Before entering upon them we must repeat that the question of number and series in mathematics is independent of the assumptions of space and time. As a science, mathematics could exist outside them: order is not necessarily spatial or temporal. Our conclusions, therefore, cannot be attacked on the ground that they are based on Euclidean conceptions of space: they are based on the laws of logic.
I. The Indefinite Regress
Hume and, later, Kant argued that by the principle of association when we think of one quality of a thing the others are naturally brought before our minds, and thus that we get into the habit of attributing to the notion of the thing a certain group of qualities. And it is true that we do attend to a thing all at once, including in the notion of it all the qualities which we know belong to it.

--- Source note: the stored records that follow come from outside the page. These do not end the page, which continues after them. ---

PR #943, opened 2020-08-31
feat: remove ReactQueryCacheProvider from hydration

boschni:
This MR removes the `hydration/ReactQueryCacheProvider` component and replaces it with a `Hydrate` component. The `hydration/ReactQueryCacheProvider` component has some mixed responsibilities and having two of them could be a bit confusing. Exposing a `Hydrate` component simplifies the API because we only export three things which all basically do the same thing: `hydrate()`, `<Hydrate />` and `useHydrate()`. @Ephem

### DIFF
--- a/docs/src/pages/docs/api.md
+++ b/docs/src/pages/docs/api.md
@@ -792,13 +792,13 @@ setConsole({
 
 ## `hydration/dehydrate`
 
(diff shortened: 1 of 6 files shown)


Ephem:
Hey! I wont have time to really review this PR because of personal stuff happening, but I'm absolutely behind the idea. `<Hydrate />` was my first choice for the component API as well and I still prefer that to what got merged in the end.

tannerlinsley:
Yep yep yep. I'll get this out asap.

PR #944, opened 2020-08-31
fix: make sure initial data is used when switching queries

boschni:
Fixes https://github.com/tannerlinsley/react-query/issues/927


tannerlinsley:
Beautiful!

PR #949, opened 2020-09-01
fix: make sure queries with only inactive observers are also invalidated

boschni:
Fixes https://github.com/tannerlinsley/react-query/issues/947


jsangaritar:
Hi, im using `"react-query": "^3.24.3"` and this issue is still happening, i have a query defined with `enable: false` and when i want to invalidate it does not work with that config.

PR #954, opened 2020-09-02
feat: add forceFetchOnMount flag

boschni:


tannerlinsley:
So in v3, is this just going to become `refetchOnMount: false` and the new default is to only refetch when it's stale?

boschni:
I'm not 100% sure on the naming but this was my reasoning so far:
- `fetchOnMount`: could be confusing because if set to `false` it would still fetch if a query has not been fetched yet or when the query is stale.
- `refetchOnMount`: could be confusing because if set to `false` it would still refetch if a query is stale.
- `forceFetchOnMount`: if set to `false` it will not force a fetch. Think this one is the least ambiguous, but it's not the prettiest name.

tannerlinsley:
At least in v3 (because it would be a breaking change), and coming from https://github.com/tannerlinsley/react-query/pull/789, I would like to consolidate into a single option called `refetchOnMount` that defaults to `false`. This way, it's very clear when a query is refetched by default:
- when the query is stale and an "interaction" event happens like mounting, window focus, network online

Thoughts?

boschni:
Sounds like a plan! Think ‘forceFetchOnMount’ is a little bit less ambiguous, but ‘refetchOnMount’ definitely looks nicer and with some documentation it should be clear enough on what it does.

tannerlinsley:
Do you want to implement that here and we can close #789?

boschni:
Version 3 might take a while, maybe get this one in and then rename the property to refetchOnMount in v3?

tannerlinsley:
Yep. I'm good with that. Add one more, delete 3 later ;)

PR #958, opened 2020-09-02
docs(react-native): add solution for fullscreen error

strdr4605:


donni106:
newer React Native versions does not throw errors in full screen anymore. is this somehow important to know on this page?
I think the info for ability of setting the consoles can be still useful.

PR #966, opened 2020-09-05
fix: make sure setQueryData is not considered as initial data

boschni:


kentcdodds:
This fixed: https://github.com/tannerlinsley/react-query/discussions/962

PR #1717, opened 2021-01-31
fix(queryObserver): Load currentResult for placeholder data after first update

### LINKED ISSUE #1522: placeholderData called twice
[Open in CodeSandbox](https://codesandbox.io/s/github/tannerlinsley/react-query/tree/master/examples/basic)

add this code to the example, you will see it's called twice
```js
 { placeholderData: () => { console.log(Date.now()); } }
```

The doc says "This function will be executed only once"

DennyScott:
Only the `this.currentQuery` data is checked for stored data when updating results, where placeholder data is stored only in `this.currentResult` on update. So if we hit the placeholder conditional, we check to see if there is data already in the `currentResult` before running the placeholder fn.

It could be argued that this logic could be pulled out of the placeholder conditional, since if any other flow ever does this, it would also need this data, but unsure of the effect of this change.

Fixes #1522

### DIFF
--- a/src/core/queryObserver.ts
+++ b/src/core/queryObserver.ts
@@ -406,10 +406,18 @@ export class QueryObserver<
       typeof data === 'undefined' &&
       status === 'loading'
     ) {
-      const placeholderData =
+      let placeholderData : TData | undefined;
+
+      // Use the previous result data if exists instead of readding placeholder data
+      if(this.currentResult && typeof this.currentResult.data !== 'undefined') {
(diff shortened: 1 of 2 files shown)


boschni:
Will be fixed by https://github.com/tannerlinsley/react-query/pull/1775 . It cannot be guaranteed the function will only trigger once though, but you can provide a memoized function (or the result of a memoized function) as placeholder data to reduce resource usage if needed.

PR #1728, opened 2021-02-02
chore: set exact as true by default

PepijnSenders:
Closes https://github.com/tannerlinsley/react-query/issues/1725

Now experience, according to Leibniz, gives us an example of a unity which embraces a multiplicity of detail. Thus a thing is one substance as embodying an individual experience, and its qualities belong to it in the same sense as the constituents of experience belong to the single experience. These qualities are in relation. (The Pragmatist denies the existence of relations as part of a higher unity.[23]) But they are not only relation, since relation always implies something more than itself. Let us take the example of number. Numbers could never have been counted if there had not been things to count. Now suppose each quality could be analysed into a new relation, we should still not get rid of the quality. At each stage there remains a quality in relation, and this goes on to Infinity. Such a constant subdivision perhaps results from our finite experience seizing facts in a disjointed way. When we analyse a law in its working, we always do seem to come to this Indefinite Regress. Now it has been the reproach against metaphysics, as uttered by the Pragmatist, that there is no correspondence in scientific fact to this road into Infinity.
W. James asserts: “But in point of fact, nature doesn’t make eggs by making first half an egg, then a quarter, then an eighth, &c., and adding them together. She either makes a whole egg at once or none at all, and so of all her other units. It is only in the sphere of change, then, where one phase of a thing must needs come into being before another phase can come, that Zeno’s paradox gives trouble. And it gives trouble then only if the successive steps of change be infinitely divisible.”[24]
The sphere of change, however, one would answer, includes all nature, and science in its discoveries acts on the hypothesis that these steps of change may be infinitely divisible. Royce held to it firmly that any consistent attempt to make an orderly arrangement of the terms of an infinite whole must lead to the Indefinite Regress. And he further shows the connection with the fact that an infinite series can be adequately represented by a part of itself.
In the Boyle Lecture, delivered in Oxford in 1908, on the properties of radium, two facts emerged which show that the Indefinite Regress is now recognised in science.
First, that in the region of experiment we become aware of groups of elements allied to radium, which seem, in the number of individuals in their groups, to follow a simple arithmetical progression.
Secondly, that radio-active elements lose in activity at a certain rate, which always represents an exact proportion of the mass which remains. The tremendous disintegrating force slackens in exact relation to the time which passes, so that the smaller the morsel the less the relative loss of mass. Here, then, is the Indefinite Regress. In the world of fact as well as of ideas we are dealing with aspects of Infinity.[25]